Lift out all lines below that contain "provide".

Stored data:

___

PR #190, opened 2022-11-22
Tea foo regex change

magnusviri:
This is related to https://github.com/teaxyz/cli/issues/167. I'm trying to decide how to add another check and I'm pretty sure that the regex needs to be modified for the tea_foo test. Without this change, match[1] would be "path/tea" if the path were "/opt/tea_path/tea". I don't know why anyone would do that, but it's possible.

Also, this pull request is my way of getting my feet wet.

### DIFF
--- a/src/hooks/useFlags.ts
+++ b/src/hooks/useFlags.ts
@@ -68,7 +68,7 @@ export function useArgs(args: string[], arg0: string): [Args, Flags & Convenienc
   if (/(.+\/|^)tea_([^\/]+)$/.test(arg0)) {
     args = [...args]  // args is usually the immutable `Deno.args`
     //TODO apply muggle mode
-    const match = arg0.match(/tea_(.+)$/)!
+    const match = arg0.match(/tea_([^\/]+)$/)!
     args.unshift("-X", match[1])
   }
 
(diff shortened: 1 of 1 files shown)


magnusviri:
I thought I should probably test that this was really a bug, and it was.

```
./tea_curl/bla
Error: couldn’t find a pkg to provide: `curl/bla'

open a pull-request to add it to the pantry:

    https://github.com/teaxyz/pantry.extra
    at X (file:///Users/u0076374/Dropbox/Github/Tea/cli/src/app.X.ts:26:15)
    at async file:///Users/u0076374/Dropbox/Github/Tea/cli/src/app.ts:35:9
error: not-found: tea -X: arg0 (spilt-tea-001)
couldn’t find a pkg to provide: `curl/bla'

open a pull-request to add it to the pantry:

    https://github.com/teaxyz/pantry.extra
```

And this change causes the usage to show, which is the right behavior.

```
./tea_curl/bla
usage:
  tea [-xdX] [flags] [+package~x.y] [file|URL|target|cmd|interpreter] -- [arg…]
...
```

magnusviri:
I'm just going to close this because it's in the other pull request.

___

> Expected answer
Error: couldn’t find a pkg to provide: `curl/bla'
couldn’t find a pkg to provide: `curl/bla'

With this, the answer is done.